La description du dessin annexé, donné à titre d'exemple non limitatif, fera bien comprendre comment l'invention peut être réalisée, les particularités qui ressortent tant du dessin que du texte faisant bien entendu partie de l'invention.
La fig.l représente un tube à décharges électriques dans lequel les deux pièces en verre, à savoir l'ampoule 1 et le pied 2, sont réunies entre elles par fusion selon le procédé conforme à l'invention par l'intermédiaire des brides 3 et 4 faisant partie de ces pièces. L'ampoule a été établie par soufflage et le pied 2 est constitué par du verre traité à la presse.
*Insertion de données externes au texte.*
PR #601, opened 2020-06-17
feat(sync-repo-settings): allow configuring extra team permissions by language

chingor13:
Adds a new teams.json source file to contain the additional teams.

Alternatively, we can add the teams configuration in the `required-checks.json` which we should probably rename to `settings.json` as it's grown beyond just required status checks.


packages/sync-repo-settings/package.json
```diff
@@ -18,7 +18,7 @@
     "probot-app"
   ],
   "scripts": {
-    "compile": "tsc -p . && cp ./src/required-checks.json ./build/src/required-checks.json.json",
+    "compile": "tsc -p . && cp ./src/required-checks.json ./build/src/required-checks.json.json && cp ./src/teams.json ./build/src/teams.json.json",
```
JustinBeckwith, line 21: Why do we need to copy these json files at all into the build?  We could include them in the module via the `files` field in `package.json`, and rewrite the paths so we don't need these gymnastics.

packages/sync-repo-settings/src/sync-repo-settings.ts
```diff
@@ -35,6 +37,17 @@ interface LanguageConfig {
   };
 }
 
+type Permission = 'pull' | 'push' | 'admin' | 'maintain' | 'triage';
```
JustinBeckwith, line 40: I'm fine having this here, but I also know this is expressed somewhere in OctoKit already :)

packages/sync-repo-settings/src/teams.json
```diff
@@ -0,0 +1,8 @@
+{
+    "java": [
+        {
+            "slug": "java-samples-reviewers",
```
JustinBeckwith, line 4: Per our discussion in the team meeting today, I love the idea of this being generalizable across languages.

packages/sync-repo-settings/src/sync-repo-settings.ts
```diff
@@ -154,30 +167,43 @@ handler.updateMasterBranchProtection = async function updateMasterBranchProtecti
...
       permission: 'push',
     },
   ];
+};
+
+handler.getRepoTeams = function (repo: Repo): TeamPermission[] {
+  const language = repo.language;
+  let teams = handler.defaultLanguageTeams(language);
+  if (language in languageTeams) {
+    teams = teams.concat(languageTeams[language]);
```
JustinBeckwith, line 191: You could keep `teams` a `const`, and do `teams.push(...languageTeams[language])` as well.  (non-blocking feedback)

packages/sync-repo-settings/src/teams.json
```diff
@@ -0,0 +1,8 @@
...
+            "permission": "push"
+        }
+    ]
+}
```
JustinBeckwith, line 8: Can I get a newline?

packages/sync-repo-settings/src/sync-repo-settings.ts
chingor13: Looks like octokit does not publish a type or enum for these constants

packages/sync-repo-settings/package.json
chingor13: I'm not sure why this is here, but I followed the pattern.

packages/sync-repo-settings/src/sync-repo-settings.ts
chingor13: Done

packages/sync-repo-settings/src/teams.json
chingor13: Done

packages/sync-repo-settings/package.json
chingor13: Filed https://github.com/googleapis/repo-automation-bots/issues/603 to track. I'm not sure how to fix this.

packages/sync-repo-settings/src/teams.json
chingor13: For now, I think only java-samples-reviewers exists and we would like this group on all the java repos. We can refactor this one the internal design is approved.

PR #602, opened 2020-06-17
feat(sync-repo-settings): allow configuring extra team permissions by language

chingor13:
Alternative to #601 

Instead, puts the configuration into required-checks.json which is a misnomer now.


chingor13:
Closing in favor of #601 - required-checks.json is already doing too much

PR #605, opened 2020-06-18
fix: ensure that function does not depend on errors to execute correctly

### LINKED ISSUE #487: Merge-on-green: logs errors when checking pages of statuses that do not exist
MOG will leave the following error message when it checks a certain page of status checks or check runs that do not exist:

```Error in getting statuses: Cannot read property 'context' of undefined```

I believe this functionality is caused by the iterateGetStatusi and iterateGetCheckRuns functions, because they basically call 10 pages of these checks/statuses in a loop. Currently, this actually helps the bot function because it will exit out of the loop once it gets to a page that it cannot read and continue on with the rest of the function. However, should we consider a different implementation that doesn't rely on failure (or, should we just not log the failures?)

@bcoe and @tbpg, would love your thoughts on this!

### PR DESCRIPTION
**Pull request by sofisl**
Fixes #487

### CODE REVIEW

File: packages/merge-on-green/src/merge-logic.ts [hunk 1]
```diff
@@ -211,8 +211,8 @@ mergeOnGreen.getStatusi = async function getStatusi(
       per_page: 100,
       page: num,
     });
-    if(data[0].context === undefined) {
-      console.info(`no further page data`)
+    if (data[0].context === undefined) {
```
tbpg, line 214: Maybe shorten? Same with a few other `=== undefined` and `=== 0` instances below.

```suggestion
    if (!data[0].context) {
```

sofisl: Thank you! I will leave the ```.length === 0``` ones because there are many methods that return an empty array instead of returning falsy.

packages/merge-on-green/test/merge-on-green.ts
```diff
@@ -45,6 +45,10 @@ interface CheckRuns {
   check_runs: [{name: string; conclusion: string}];
 }
 
+interface Comments {
+  body: string;
+}
```
tbpg, line 50: Maybe from a merge?

packages/merge-on-green/src/merge-logic.ts
```diff
@@ -240,9 +244,10 @@ mergeOnGreen.iterateGetStatusi = async function iterateGetStatusi(
   let results: CheckStatus[] = [];
   for (let i = 0; i < 10; i++) {
     const temp = await mergeOnGreen.getStatusi(owner, repo, github, headSha, i);
-    if (temp.length !== 0) {
-      results = results.concat(temp);
+    if (temp.length === 0) {
+      return results;
```
tbpg, line 248: Not sure I understand this line -- return early if there is no more `getStatusi`?

sofisl: Yep, exactly. Basically, check to make sure that that page returns 0 results, and then return whichever results you've already accumulated in "results"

Dans le pied 2 sont scellés les fils d'alimentation 5, 6, 7 et 8 qui conjointement avec quelques autres fils d'alimentation, non représentés sur le dessin, portent les parties intérieures du tube dont l'ensemble est représenté en l'espèce par le rectangle 9. Le pied 2 porte encore le queusot 10 à sceller à la lampe.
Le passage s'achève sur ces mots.